Al Gore told a German audience in December of 2008 that the polar ice cap will disappear in FIVE YEARS.1 A Washington Post story from April of this year says

The data on this winter’s ice buildup came on the day that international ministers gathered in Washington to address issues facing Earth’s polar regions, which have been disproportionately affected by global warming. 2

It goes on to quote Norway’s foreign minister that “The ice is melting…We should all be worried.”

Well, Al Gore, the Washington Post, and Norway’s foreign minister should all be breathing a sigh of relief. As all climatologists agree, the poles should be most affected by global warming, and guess what’s happening at the South Pole? The ice just keeps growing!
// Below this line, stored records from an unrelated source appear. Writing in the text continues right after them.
PR #297, opened 2021-01-18
Remove unused property from build properties file

turboFei:
turboFei [PR 297](https://github.com/yaooqinn/kyuubi/pull/297) Target Issue Test Plan [&#10088;?&#10089;](https://pullrequestbadge.com/?utm_medium=github&utm_source=yaooqinn&utm_campaign=badge_info)

Now, there is no module named `kyuubi-server`.
And the property `jar` written into kyuubi-version-info.properties is not correct, it is also not used in `package` object.

https://github.com/yaooqinn/kyuubi/blob/6f8564ce595740feef1c6a0da85c06cd331cd753/kyuubi-common/src/main/scala/org/apache/kyuubi/package.scala#L37-L50

### DIFF
--- a/.gitignore
+++ b/.gitignore
@@ -23,8 +23,6 @@
 build/apache-maven*
 build/scala*
 build/test
-kyuubi-server/build
-kyuubi-server/*example*
 target/
 dist/
 kyuubi-*-bin-*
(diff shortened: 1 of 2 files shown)


yaooqinn (approved):

yaooqinn:

PR #307, opened 2021-01-28
[KYUUBI #307]GetCatalogs supports DSv2 and keeps its backward compatibility

yaooqinn:
yaooqinn [PR 307](https://github.com/yaooqinn/kyuubi/pull/307) Feature [&#10088;?&#10089;](https://pullrequestbadge.com/?utm_medium=github&utm_source=yaooqinn&utm_campaign=badge_info)

### Please add issue ID here?

Fixes #307

GetCatalogs supports DSv2 and keeps its backward compatibility

### Test Plan:
image

### DIFF
--- a/externals/kyuubi-spark-sql-engine/src/main/scala/org/apache/kyuubi/engine/spark/operation/GetCatalogs.scala
+++ b/externals/kyuubi-spark-sql-engine/src/main/scala/org/apache/kyuubi/engine/spark/operation/GetCatalogs.scala
@@ -17,7 +17,7 @@
 
 package org.apache.kyuubi.engine.spark.operation
 
-import org.apache.spark.sql.{Row, SparkSession}
+import org.apache.spark.sql.{AnalysisException, Row, SparkSession}
 import org.apache.spark.sql.types.StructType
 
 import org.apache.kyuubi.operation.OperationType
@@ -33,8 +33,12 @@ class GetCatalogs(spark: SparkSession, session: Session)
   }
 
   override protected def runInternal(): Unit = {
-    iter = Seq(
-      Row(spark.sessionState.catalogManager.currentCatalog.name())
-    ).toList.iterator
+     try {
+       iter = try {
+        spark.sql("SELECT CURRENT_CATALOG()").collect().toList.toIterator
+      } catch {
+        case _: AnalysisException => Seq(Row("spark_catalog")).toIterator
+      }
+    } catch onError()
   }
 }
--- a/externals/kyuubi-spark-sql-engine/src/main/scala/org/apache/kyuubi/engine/spark/operation/GetTableTypes.scala
+++ b/externals/kyuubi-spark-sql-engine/src/main/scala/org/apache/kyuubi/engine/spark/operation/GetTableTypes.scala
@@ -18,7 +18,6 @@
 package org.apache.kyuubi.engine.spark.operation
 
 import org.apache.spark.sql.{Row, SparkSession}
-import org.apache.spark.sql.catalyst.catalog.CatalogTableType
 import org.apache.spark.sql.types.StructType
 
 import org.apache.kyuubi.operation.OperationType
@@ -33,6 +32,6 @@ class GetTableTypes(spark: SparkSession, session: Session)
   }
 
   override protected def runInternal(): Unit = {
-    iter = CatalogTableType.tableTypes.map(t => Row(t.name)).toList.iterator
+    iter = Seq("EXTERNAL", "MANAGED", "VIEW").map(Row(_)).toList.iterator
   }
 }
--- a/externals/kyuubi-spark-sql-engine/src/main/scala/org/apache/kyuubi/engine/spark/shim/Shim_v2_4.scala
+++ b/externals/kyuubi-spark-sql-engine/src/main/scala/org/apache/kyuubi/engine/spark/shim/Shim_v2_4.scala
@@ -15,27 +15,12 @@
  * limitations under the License.
  */
 
-package org.apache.kyuubi.engine.spark.operation
+package org.apache.kyuubi.engine.spark.shim
 
-import org.apache.spark.sql.SparkSession
-import org.apache.spark.sql.types.StructType
+import org.apache.spark.sql.{Row, SparkSession}
 
-import org.apache.kyuubi.engine.spark.shim.SparkShim
-import org.apache.kyuubi.operation.OperationType
-import org.apache.kyuubi.operation.meta.ResultSetSchemaConstant.TABLE_CAT
-import org.apache.kyuubi.session.Session
-
-class GetCatalogs(spark: SparkSession, session: Session)
-  extends SparkOperation(spark, OperationType.GET_CATALOGS, session) {
-
-  override protected def resultSchema: StructType = {
-    new StructType()
-      .add(TABLE_CAT, "string", nullable = true, "Catalog name. NULL if not applicable.")
-  }
-
-  override protected def runInternal(): Unit = {
-   try {
-     iter = SparkShim().getCatalogs(spark).toIterator
-    } catch onError()
+class Shim_v2_4 extends SparkShim {
+  override def getCatalogs(ss: SparkSession): Seq[Row] = {
+    Seq(Row("spark_catalog"))
   }
 }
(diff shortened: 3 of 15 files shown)


yaooqinn:
cc @ulysses-you @turboFei @pan3793

externals/kyuubi-spark-sql-engine/src/main/scala/org/apache/kyuubi/engine/spark/operation/GetCatalogs.scala
```diff
@@ -33,8 +33,12 @@ class GetCatalogs(spark: SparkSession, session: Session)
...
 
   override protected def runInternal(): Unit = {
-    iter = Seq(
-      Row(spark.sessionState.catalogManager.currentCatalog.name())
-    ).toList.iterator
+     try {
+       iter = try {
+        spark.sql("SELECT CURRENT_CATALOG()").collect().toList.toIterator
+      } catch {
+        case _: AnalysisException => Seq(Row("spark_catalog")).toIterator
```
pan3793, line 40: How about fallback to previous action rather than hardcode?

externals/kyuubi-spark-sql-engine/src/main/scala/org/apache/kyuubi/engine/spark/operation/GetTableTypes.scala
```diff
@@ -33,6 +32,6 @@ class GetTableTypes(spark: SparkSession, session: Session)
   }
 
   override protected def runInternal(): Unit = {
-    iter = CatalogTableType.tableTypes.map(t => Row(t.name)).toList.iterator
+    iter = Seq("EXTERNAL", "MANAGED", "VIEW").map(Row(_)).toList.iterator
```
pan3793, line 35: ditto

externals/kyuubi-spark-sql-engine/src/main/scala/org/apache/kyuubi/engine/spark/operation/GetCatalogs.scala
yaooqinn: The previous one calling unstable API of spark, we can improve this later(like retrieving the default catalog from conf, but none of these are stable yet)

externals/kyuubi-spark-sql-engine/src/main/scala/org/apache/kyuubi/engine/spark/operation/GetTableTypes.scala
yaooqinn: Avoiding non-public API calling

externals/kyuubi-spark-sql-engine/src/main/scala/org/apache/kyuubi/engine/spark/operation/GetCatalogs.scala
pan3793: I'm afraid -1 for the current approach. I'm using Spark 3.0.1 with Iceberg catalog, the change will broken our use case.
```
spark.sql.defaultCatalog=spark_catalog
spark.sql.extensions=org.apache.iceberg.spark.extensions.IcebergSparkSessionExtensions
spark.sql.catalog.spark_catalog=org.apache.spark.sql.delta.catalog.DeltaCatalog
spark.sql.catalog.iceberg=org.apache.iceberg.spark.SparkCatalog
spark.sql.catalog.iceberg.type=hadoop
spark.sql.catalog.iceberg.warehouse=hdfs://nameservice1/iceberg-warehouse
```

yaooqinn: Oh I see, but according to your configuration the catalogname is still spark_catalog?

pan3793: There are 2 catalogs: `spark_catalog` and `iceberg`

yaooqinn: OK, I just notice that the CURRENT_CATALOG does not get merged into Spark 3.0

turboFei:
Is it possible that create a util class for each in-compatible method with different spark version.


For example:
        <profile>
            <id>spark-3.0</id>
            <properties>
                <spark.version>3.0.0</spark.version>
                <src.version>3.0</src.version>
            </properties>
        </profile>

source code path: /v3.0/src/main/scala

            <plugin>
                <groupId>org.codehaus.mojo</groupId>
                <artifactId>build-helper-maven-plugin</artifactId>
                <executions>
                    <execution>
                        <id>add-sources</id>
                        <phase>generate-sources</phase>
                        <goals>
                            <goal>add-source</goal>
                        </goals>
                        <configuration>
                            <sources>
                                <source>v${src.version}/src/main/scala</source>
                                <source>v${src.version}/src/main/java</source>
                            </sources>
                        </configuration>
                    </execution>
                    <execution>
                        <id>add-scala-test-sources</id>
                        <phase>generate-test-sources</phase>
                        <goals>
                            <goal>add-test-source</goal>
                        </goals>
                        <configuration>
                            <sources>
                                <source>v${src.version}/src/test/scala</source>
                                <source>v${src.version}/src/test/java</source>
                            </sources>
                        </configuration>
                    </execution>
                </executions>
            </plugin>

pan3793:
> Is it possible that create a util class for each in-compatible method with different spark version.

I recommend introduce a `SparkShim` rather than create different source folders.

yaooqinn:
> > Is it possible that create a util class for each in-compatible method with different spark version.
> 
> I recommend introduce a `SparkShim` rather than create different source folders.

I prefer this way

externals/kyuubi-spark-sql-engine/src/main/scala/org/apache/kyuubi/engine/spark/shim/Shim_v3_0.scala
```diff
@@ -0,0 +1,35 @@
...
+ * WITHOUT WARRANTIES OR CONDITIONS OF ANY KIND, either express or implied.
+ * See the License for the specific language governing permissions and
+ * limitations under the License.
+ */
+
+package org.apache.kyuubi.engine.spark.shim
+
+import org.apache.spark.sql.{Row, SparkSession}
+
+class Shim_v3_0 extends Shim_v2_4 {
```
turboFei, line 22: Why not extend SparkShim?

yaooqinn: this is involving, we can add more catalog operation APIs here. and the higher shims can inherit or override the previous one.

externals/kyuubi-spark-sql-engine/src/main/scala/org/apache/kyuubi/engine/spark/shim/Shim_v2_4.scala
```diff
@@ -0,0 +1,26 @@
...
+ * limitations under the License.
+ */
+
+package org.apache.kyuubi.engine.spark.shim
+
+import org.apache.spark.sql.{Row, SparkSession}
+
+class Shim_v2_4 extends SparkShim {
+  override def getCatalogs(ss: SparkSession): Seq[Row] = {
+    Seq(Row("spark_catalog"))
```
yaooqinn, line 24: Does Spark v2.4 have the concept of catalog? Maybe here we shall return `""`, anyway we can check this later when supporting Spark v2.4

pom.xml
```diff
@@ -507,6 +509,13 @@
                 <artifactId>netty</artifactId>
                 <version>${netty3.version}</version>
             </dependency>
+
+            <dependency>
+                <groupId>org.apache.iceberg</groupId>
+                <artifactId>${iceberg.name}</artifactId>
+                <version>${iceberg.version}</version>
+                <scope>test</scope>
```
pan3793, line 517: How about define `scope` at sub modules `<dependency>` block? 
IMO, define `version` in  `<dependencyManagement>` and define `scope` at sub modules `<dependency>` make things more clear.

pan3793 (approved):
> I add a screenshot in the PR desc, is that what you expected @pan3793

Nice! LGTM, just few comments.

pom.xml
yaooqinn: can we have a lint tool  for this？

pan3793: Unfortunately, I haven't seen those tools.

PR #334, opened 2021-02-01
GetSchemas supports DSv2 multipart namespaces

yaooqinn:
yaooqinn [Closes #334](https://github.com/yaooqinn/kyuubi/pull/334)    Target Issue [&#10088;?&#10089;](https://pullrequestbadge.com/?utm_medium=github&utm_source=yaooqinn&utm_campaign=badge_info)

This PR adds support for using Spark DSv2 to get Schemas with multipart namespaces under multiple catalogs.

The current works are all based on Apache Iceberg.

TODOS:
    next step we will support get tables operation for multiple catalogs and namespaces.

image

### DIFF
--- a/externals/kyuubi-spark-sql-engine/src/main/scala/org/apache/kyuubi/engine/spark/shim/Shim_v3_0.scala
+++ b/externals/kyuubi-spark-sql-engine/src/main/scala/org/apache/kyuubi/engine/spark/shim/Shim_v3_0.scala
@@ -52,8 +52,22 @@ class Shim_v3_0 extends Shim_v2_4 {
     case catalog: SupportsNamespaces =>
       // TODO: 1. We need explode here based on the impl of DSv2
       // TODO: 2. we need ensure how BI tools support multipart namespaces
-      val schemas = (catalog.defaultNamespace() ++ catalog.listNamespaces().map(_.head)).distinct
-      schemas.filter(_.matches(schemaPattern))
+      val rootSchema = catalog.listNamespaces()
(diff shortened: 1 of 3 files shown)


yaooqinn:
cc @cloud-fan, It seems to work fine with Dbeaver and Apache Iceberg, the `hive-jdbc` module also feed `.` to the client-side as a valid character.

We can make this happen in the Spark thrift server too.

@rdblue @aokolnychyi It would be nice if we could get help from the Apache Iceberg community

rdblue:
@yaooqinn, what would you like our help with?

yaooqinn:
> @yaooqinn, what would you like our help with?

@rdblue thanks for your response, I'd like to know whether the `listNamespaces` or `listTables` will support SQL wildcards `%` and `_`?

rdblue:
I'm not sure if there is a good justification for adding that to the interface. It would be simple enough to add, but there is the extra complexity in the interface to consider. I don't think that pushing the pattern into the interface adds much value because there aren't many cases where you actually need to push the pattern down to the underlying store. Databases probably have at most a few thousand tables, which is isn't a high cost to send as identifiers or a high cost to filter in Spark. So keeping the complexity in Spark seems like a good idea to me, rather than adding an extra method that implementations need to deal with.

yaooqinn:
Thanks for the clarification.  I see your point. +1 for keeping the simplification for DSv2 APIs. My biggest concern is the stability of the APIs, as they are mainly designed for the underlying systems to implement and for Spark to call, not for other readers like what we do here. So the stability and simplicity are good to me.

And thanks again.

PR #351, opened 2021-02-08
[KYUUBI #350] Avoid using HiveResult

### LINKED ISSUE #350: Avoid using HiveResult
**Describe the bug**
`HiveResult` is not spark public API, and it not compatible in spark 2.4, 3.0, 3.1 

**To Reproduce**
1. Configurations
2. Environments
3. Operations

**Expected behavior**

**Screenshots**

**Additional context**

pan3793:
pan3793 [Closes #351](https://github.com/yaooqinn/kyuubi/pull/351)    [&#10088;?&#10089;](https://pullrequestbadge.com/?utm_medium=github&utm_source=yaooqinn&utm_campaign=badge_info)

close #350 


pan3793:
`HiveResult` has been replaced in `RowSet`, but still used in UT, let's wait CI report to ensure that `Formatter` will generate same result with `HiveResult`

yaooqinn (approved):

externals/kyuubi-spark-sql-engine/src/main/scala/org/apache/kyuubi/engine/spark/operation/ExecuteStatement.scala
```diff
@@ -62,7 +63,15 @@ class ExecuteStatement(
       Thread.currentThread().setContextClassLoader(spark.sharedState.jarClassLoader)
       spark.sparkContext.setJobGroup(statementId, statement)
       result = spark.sql(statement)
-      iter = result.collect().toList.iterator
+      val castCols = result.schema.map { field =>
+        field.dataType match {
+          case BooleanType | ByteType | ShortType | IntegerType | LongType |
```
yaooqinn, line 68: `ByteType | ShortType | IntegerType | LongType | FloatType | DoubleType` to  _: NumericType for simplicity

yaooqinn: also add StringType to avoid casting

externals/kyuubi-spark-sql-engine/src/main/scala/org/apache/kyuubi/schema/RowSet.scala
```diff
@@ -102,11 +102,7 @@ object RowSet {
       case _ =>
```
yaooqinn, line 102: we can remove the `case StringType =>` branch,

and simply do

```
case _ =>
        val values = getOrSetAsNull[java.lang.String](rows, ordinal, nulls, "")
        TColumn.stringVal(new TStringColumn(values, nulls))
```

externals/kyuubi-spark-sql-engine/src/main/scala/org/apache/kyuubi/engine/spark/operation/ExecuteStatement.scala
pan3793: `DecimalType` also is `NumericType` but not present here.

pan3793: I think `IntegralType | FloatType | DoubleType` is more precise since `DecimalType` is `NumericType` but should not be included.

pan3793: Oops! We can't use `IntegralType` because it is `private[sql]`
```
private[sql] abstract class IntegralType extends NumericType
```

yaooqinn: `IntegralType` isn't public, Let's leave it

externals/kyuubi-spark-sql-engine/src/main/scala/org/apache/kyuubi/schema/RowSet.scala
pan3793: updated

externals/kyuubi-spark-sql-engine/src/main/scala/org/apache/kyuubi/engine/spark/operation/ExecuteStatement.scala
pan3793: updated

yaooqinn:
this is a huge behavior change
I will merge this first but still expecting more test cases

Issue #347, opened 2021-02-04
Does session have a timeout cleanup mechanism?


Honglun:
**Is your feature request related to a problem? Please describe.**
I can't find any configuration or code for this. If the user forgets to close the session, the Engine lives forever.

yaooqinn:
https://kyuubi.readthedocs.io/en/latest/deployment/settings.html#session

Honglun:
This will not work if the user does not actively close the session. See 'getOpenSessionCount' down here:
`override def run(): Unit = {
        while (getOpenSessionCount > 0 ||
          System.currentTimeMillis - latestLogoutTime < idleTimeout) {
          TimeUnit.MILLISECONDS.sleep(interval)
        }
        info(s"Idled for more than $idleTimeout ms, terminating")
        sys.exit(0)
      }`

yaooqinn:
kyuubi.session.timeout？

> This will not work if the user does not actively close the session. See 'getOpenSessionCount' down here:
> `override def run(): Unit = { while (getOpenSessionCount > 0 || System.currentTimeMillis - latestLogoutTime < idleTimeout) { TimeUnit.MILLISECONDS.sleep(interval) } info(s"Idled for more than $idleTimeout ms, terminating") sys.exit(0) }`

Honglun:
Yes, I missed this configuration. But there is still a problem, 'session.closeExpiredOperations' will constantly update the values of '_lastAccessTime' and '_lastIdleTime', so the session can't be closed. Method  'closeExpiredOperations' should remove 'withAcquirerease'.
https://github.com/yaooqinn/kyuubi/blob/e4d9390a74a33f09eb25b7f6ab9174c25d00b0e2/kyuubi-common/src/main/scala/org/apache/kyuubi/session/SessionManager.scala#L162

yaooqinn:
nice catch！ would you like to fix  that？

Honglun:
OK

Honglun:
@yaooqinn I didn't think it through last time. After the last expired Handle has been cleaned, the 'lastIdleTime' needs to be updated. Can you help re-open the issue?

PR #354, opened 2021-02-09
[KYUUBI #347] The 'lastIdleTime' needs to be updated after the last expired Handle has been cleaned

Honglun:
Honglun [Closes #354](https://github.com/yaooqinn/kyuubi/pull/354)    [&#10088;?&#10089;](https://pullrequestbadge.com/?utm_medium=github&utm_source=yaooqinn&utm_campaign=badge_info)

The 'lastIdleTime' needs to be updated after the last expired Handle has been cleaned.

mvn test -Dtest=none -DwildcardSuites=org.apache.kyuubi.session.SessionManagerSuit

### DIFF
--- a/kyuubi-common/src/test/scala/org/apache/kyuubi/session/SessionManagerSuite.scala
+++ b/kyuubi-common/src/test/scala/org/apache/kyuubi/session/SessionManagerSuite.scala
@@ -20,29 +20,19 @@ package org.apache.kyuubi.session
 import java.time.Duration
 
 import org.apache.hive.service.rpc.thrift._
+import org.scalatest.concurrent.Eventually
+import org.scalatest.time.{Seconds, Span}
 
 import org.apache.kyuubi.config.KyuubiConf
 import org.apache.kyuubi.service.FrontendServiceSuite
 
-class SessionManagerSuite extends FrontendServiceSuite {
+class SessionManagerSuite extends FrontendServiceSuite with Eventually {
 
   override val conf = KyuubiConf()
     .set(KyuubiConf.FRONTEND_BIND_PORT, 0)
     .set("kyuubi.test.server.should.fail", "false")
     .set(KyuubiConf.SESSION_CHECK_INTERVAL, Duration.ofSeconds(5).toMillis)
     .set(KyuubiConf.SESSION_TIMEOUT, Duration.ofSeconds(5).toMillis)
-
-  def waitFor(waitForTime: Long)(f: () => Boolean): Unit = {
-    val startTime = System.currentTimeMillis()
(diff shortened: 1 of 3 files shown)


kyuubi-common/src/test/scala/org/apache/kyuubi/session/SessionManagerSuite.scala
```diff
@@ -0,0 +1,155 @@
...
+    server.initialize(conf)
+    server.start()
+  }
+
+  override def afterAll(): Unit = {
+    server.getServices.foreach(_.stop())
+    super.afterAll()
+  }
+
+  protected def withThriftClient(f: TCLIService.Iface => Unit): Unit = {
```
yaooqinn, line 51: can we reuse the existing code instead of copying them everywhere？

kyuubi-common/src/test/scala/org/apache/kyuubi/session/SessionManagerSuite.scala
```diff
@@ -0,0 +1,155 @@
...
+        try {
+           client.CloseSession(tCloseSessionReq)
+        } catch {
+          case e: Exception => error(s"Failed to close $handle", e)
+        }
+      }
+    }
+  }
+
+  def waitFor(waitForTime: Long)(f: () => Boolean): Unit = {
```
yaooqinn, line 93: can't we simply use `eventually`？

kyuubi-common/src/test/scala/org/apache/kyuubi/session/SessionManagerSuite.scala
Honglun: OK，I will solve this by extending 'FrontendServiceSuite'.

kyuubi-common/src/test/scala/org/apache/kyuubi/session/SessionManagerSuite.scala
Honglun: I don't know what you mean. Can you give me an example?

Honglun:
@yaooqinn I've simplified the common code for test cases.

kyuubi-common/src/test/scala/org/apache/kyuubi/session/SessionManagerSuite.scala
yaooqinn: I mean org.scalatest.concurrent.Eventually

Honglun: Thanks.

yaooqinn:

PR #370, opened 2021-02-25
[KYUUBI #360] Correct handle getNextRowSet with FETCH_PRIOR FETCH_FIRST

### LINKED ISSUE #360: FetchOrientation.FETCH_FIRST is not handled properly
**Describe the bug**

In `SparkOperation`, all `order` actually  are treat as `FETCH_NEXT`

```
  override def getNextRowSet(order: FetchOrientation, rowSetSize: Int): TRowSet = {
    validateDefaultFetchOrientation(order)
    assertState(OperationState.FINISHED)
    setHasResultSet(true)
    val taken = iter.take(rowSetSize)
    RowSet.toTRowSet(taken.toList, resultSchema, getProtocolVersion)
  }
```

**To Reproduce**
Use HUE to connect Kyuubi server and run a query, then export the result to csv, we found the records showed in web page is lost in exported data.

**Expected behavior**
Hue can export all records of query result.

**Screenshots**

**Additional context**

pan3793:
pan3793 [Closes #370](https://github.com/yaooqinn/kyuubi/pull/370)    Feature Bug [&#10088;?&#10089;](https://pullrequestbadge.com/?utm_medium=github&utm_source=yaooqinn&utm_campaign=badge_info)

close #360

Ref: https://github.com/apache/spark/pull/30600


externals/kyuubi-spark-sql-engine/src/main/scala/org/apache/kyuubi/engine/spark/FetchIterator.scala
```diff
@@ -0,0 +1,107 @@
...
+ * Unless required by applicable law or agreed to in writing, software
+ * distributed under the License is distributed on an "AS IS" BASIS,
+ * WITHOUT WARRANTIES OR CONDITIONS OF ANY KIND, either express or implied.
+ * See the License for the specific language governing permissions and
+ * limitations under the License.
+ */
+
+package org.apache.kyuubi.engine.spark
+
+private[engine] sealed trait FetchIterator[A] extends Iterator[A] {
```
yaooqinn, line 20: Let's honor Spark libraries and add some comment about it

pan3793: Updated

yaooqinn (approved):

yaooqinn:

PR #379, opened 2021-02-26
Improve engine log capture

yaooqinn:
yaooqinn [Closes #379](https://github.com/yaooqinn/kyuubi/pull/379)    Target Issue [&#10088;?&#10089;](https://pullrequestbadge.com/?utm_medium=github&utm_source=yaooqinn&utm_campaign=badge_info)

Marco Tedesco and Andrew Monaghan just published the latest results on the amount of ice melt in Antarctica, and the results are quite stunning: 3

Antarctic Ice Melt

An “Ice Melt Anomaly” of zero would mean that the amount of ice that melted had not changed from the overall average. Positive values mean that more ice than usual melted, while negative values mean less ice than usual melted.

What trend do you see in the data? The amount of ice that has been melting in the Antarctic has been steadily decreasing for 30 years. Thus, while the Northern Hemisphere (the Arctic) has lost ice over the past 30 years, the Southern Hemisphere (the Antarctic) has gained ice. If the Arctic were losing ice because of “global warming, ” why is the Antarctic gaining ice?

Remember, as every climatologist agrees, the poles should be most affected by any “global warming” that occurs. Thus, if global warming is happening, BOTH the Arctic and the Antarctic should be losing ice quickly. The fact that one is losing ice and the other is gaining it points strongly against the idea that “global warming” is happening.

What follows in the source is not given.